Problem details: Among the entries below, one stretch runs from the line that contains "import com.google.android.exoplayer2.FormatHolder;" through the line that contains "(codecHotswapDeadlineMs != C.TIME_UNSET". Repeat that stretch exactly, ends included, and only that.

Information provided:
*** Begin section ***

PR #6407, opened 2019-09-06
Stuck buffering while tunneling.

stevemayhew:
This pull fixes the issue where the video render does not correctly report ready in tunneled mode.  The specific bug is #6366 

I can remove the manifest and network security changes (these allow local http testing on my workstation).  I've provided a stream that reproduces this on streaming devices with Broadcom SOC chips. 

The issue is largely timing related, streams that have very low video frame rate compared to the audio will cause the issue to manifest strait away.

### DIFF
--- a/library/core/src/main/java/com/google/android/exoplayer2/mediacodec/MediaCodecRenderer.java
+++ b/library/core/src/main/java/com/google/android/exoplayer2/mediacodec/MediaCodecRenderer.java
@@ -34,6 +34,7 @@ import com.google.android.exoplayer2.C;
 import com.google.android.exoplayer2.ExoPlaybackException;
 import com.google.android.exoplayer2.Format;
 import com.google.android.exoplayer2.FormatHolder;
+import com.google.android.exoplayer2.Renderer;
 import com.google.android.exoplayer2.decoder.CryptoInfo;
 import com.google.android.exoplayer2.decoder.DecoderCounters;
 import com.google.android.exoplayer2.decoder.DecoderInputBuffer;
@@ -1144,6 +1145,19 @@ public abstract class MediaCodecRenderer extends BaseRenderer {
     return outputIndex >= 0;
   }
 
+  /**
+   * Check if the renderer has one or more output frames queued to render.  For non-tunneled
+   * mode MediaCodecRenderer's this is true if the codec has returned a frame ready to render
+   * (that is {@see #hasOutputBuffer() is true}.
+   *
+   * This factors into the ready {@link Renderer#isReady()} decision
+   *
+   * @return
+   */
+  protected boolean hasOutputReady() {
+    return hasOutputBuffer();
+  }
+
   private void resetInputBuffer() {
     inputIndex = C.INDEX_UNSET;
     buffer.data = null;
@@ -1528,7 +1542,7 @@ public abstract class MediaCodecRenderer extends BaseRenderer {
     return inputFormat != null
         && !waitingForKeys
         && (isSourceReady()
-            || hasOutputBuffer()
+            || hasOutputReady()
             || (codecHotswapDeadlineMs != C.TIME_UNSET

*** End section ***
*** Begin section ***

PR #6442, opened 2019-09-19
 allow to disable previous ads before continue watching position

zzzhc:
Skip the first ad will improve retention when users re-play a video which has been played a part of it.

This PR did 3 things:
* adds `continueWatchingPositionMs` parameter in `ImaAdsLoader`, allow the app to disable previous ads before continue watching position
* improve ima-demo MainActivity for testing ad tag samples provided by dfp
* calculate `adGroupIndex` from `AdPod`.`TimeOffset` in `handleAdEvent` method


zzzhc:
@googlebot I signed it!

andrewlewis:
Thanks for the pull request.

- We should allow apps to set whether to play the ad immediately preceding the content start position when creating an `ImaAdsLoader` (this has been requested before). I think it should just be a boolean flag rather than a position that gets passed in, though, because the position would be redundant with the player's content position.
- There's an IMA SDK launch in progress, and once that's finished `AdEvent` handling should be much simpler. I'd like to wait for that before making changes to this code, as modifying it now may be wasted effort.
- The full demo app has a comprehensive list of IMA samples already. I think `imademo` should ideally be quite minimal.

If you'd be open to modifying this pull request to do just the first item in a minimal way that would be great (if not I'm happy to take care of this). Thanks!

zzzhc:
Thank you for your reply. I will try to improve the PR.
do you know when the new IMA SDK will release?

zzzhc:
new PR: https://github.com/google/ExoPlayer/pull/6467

*** End section ***
*** Begin section ***

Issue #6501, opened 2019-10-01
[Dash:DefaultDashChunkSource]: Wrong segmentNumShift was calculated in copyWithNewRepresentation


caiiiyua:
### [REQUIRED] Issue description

*** End section ***

Output of the task:
 import com.google.android.exoplayer2.FormatHolder;
+import com.google.android.exoplayer2.Renderer;
 import com.google.android.exoplayer2.decoder.CryptoInfo;
 import com.google.android.exoplayer2.decoder.DecoderCounters;
 import com.google.android.exoplayer2.decoder.DecoderInputBuffer;
@@ -1144,6 +1145,19 @@ public abstract class MediaCodecRenderer extends BaseRenderer {
     return outputIndex >= 0;
   }
 
+  /**
+   * Check if the renderer has one or more output frames queued to render.  For non-tunneled
+   * mode MediaCodecRenderer's this is true if the codec has returned a frame ready to render
+   * (that is {@see #hasOutputBuffer() is true}.
+   *
+   * This factors into the ready {@link Renderer#isReady()} decision
+   *
+   * @return
+   */
+  protected boolean hasOutputReady() {
+    return hasOutputBuffer();
+  }
+
   private void resetInputBuffer() {
     inputIndex = C.INDEX_UNSET;
     buffer.data = null;
@@ -1528,7 +1542,7 @@ public abstract class MediaCodecRenderer extends BaseRenderer {
     return inputFormat != null
         && !waitingForKeys
         && (isSourceReady()
-            || hasOutputBuffer()
+            || hasOutputReady()
             || (codecHotswapDeadlineMs != C.TIME_UNSET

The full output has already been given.